_Work task_
Give the entries again, exactly as written.

(Records from a data collection)
===============

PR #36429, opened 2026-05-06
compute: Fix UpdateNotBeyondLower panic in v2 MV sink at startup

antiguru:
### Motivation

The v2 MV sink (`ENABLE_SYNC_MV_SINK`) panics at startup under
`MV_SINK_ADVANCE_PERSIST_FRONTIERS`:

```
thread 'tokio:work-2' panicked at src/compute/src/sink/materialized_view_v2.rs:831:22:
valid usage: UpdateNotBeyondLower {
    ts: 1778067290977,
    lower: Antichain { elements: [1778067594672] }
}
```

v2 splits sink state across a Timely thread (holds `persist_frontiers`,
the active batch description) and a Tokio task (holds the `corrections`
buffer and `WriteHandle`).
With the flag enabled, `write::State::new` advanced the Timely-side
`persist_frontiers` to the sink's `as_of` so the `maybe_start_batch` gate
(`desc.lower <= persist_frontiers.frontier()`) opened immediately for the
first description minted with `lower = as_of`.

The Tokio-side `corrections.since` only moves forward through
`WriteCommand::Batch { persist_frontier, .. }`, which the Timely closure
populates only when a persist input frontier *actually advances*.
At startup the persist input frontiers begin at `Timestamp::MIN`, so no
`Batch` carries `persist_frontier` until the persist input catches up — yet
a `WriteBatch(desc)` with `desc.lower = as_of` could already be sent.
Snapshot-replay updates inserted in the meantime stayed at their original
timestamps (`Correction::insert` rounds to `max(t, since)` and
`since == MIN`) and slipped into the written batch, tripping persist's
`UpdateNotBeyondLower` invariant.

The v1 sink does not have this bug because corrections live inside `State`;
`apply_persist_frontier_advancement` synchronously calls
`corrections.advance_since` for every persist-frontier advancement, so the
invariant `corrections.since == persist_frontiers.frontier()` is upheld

===============

_Solution for this problem_
PR #36429, opened 2026-05-06
compute: Fix UpdateNotBeyondLower panic in v2 MV sink at startup

antiguru:
### Motivation

The v2 MV sink (`ENABLE_SYNC_MV_SINK`) panics at startup under
`MV_SINK_ADVANCE_PERSIST_FRONTIERS`:

```
thread 'tokio:work-2' panicked at src/compute/src/sink/materialized_view_v2.rs:831:22:
valid usage: UpdateNotBeyondLower {
    ts: 1778067290977,
    lower: Antichain { elements: [1778067594672] }
}
```

v2 splits sink state across a Timely thread (holds `persist_frontiers`,
the active batch description) and a Tokio task (holds the `corrections`
buffer and `WriteHandle`).
With the flag enabled, `write::State::new` advanced the Timely-side
`persist_frontiers` to the sink's `as_of` so the `maybe_start_batch` gate
(`desc.lower <= persist_frontiers.frontier()`) opened immediately for the
first description minted with `lower = as_of`.

The Tokio-side `corrections.since` only moves forward through
`WriteCommand::Batch { persist_frontier, .. }`, which the Timely closure
populates only when a persist input frontier *actually advances*.
At startup the persist input frontiers begin at `Timestamp::MIN`, so no
`Batch` carries `persist_frontier` until the persist input catches up — yet
a `WriteBatch(desc)` with `desc.lower = as_of` could already be sent.
Snapshot-replay updates inserted in the meantime stayed at their original
timestamps (`Correction::insert` rounds to `max(t, since)` and
`since == MIN`) and slipped into the written batch, tripping persist's
`UpdateNotBeyondLower` invariant.

The v1 sink does not have this bug because corrections live inside `State`;
`apply_persist_frontier_advancement` synchronously calls
`corrections.advance_since` for every persist-frontier advancement, so the
invariant `corrections.since == persist_frontiers.frontier()` is upheld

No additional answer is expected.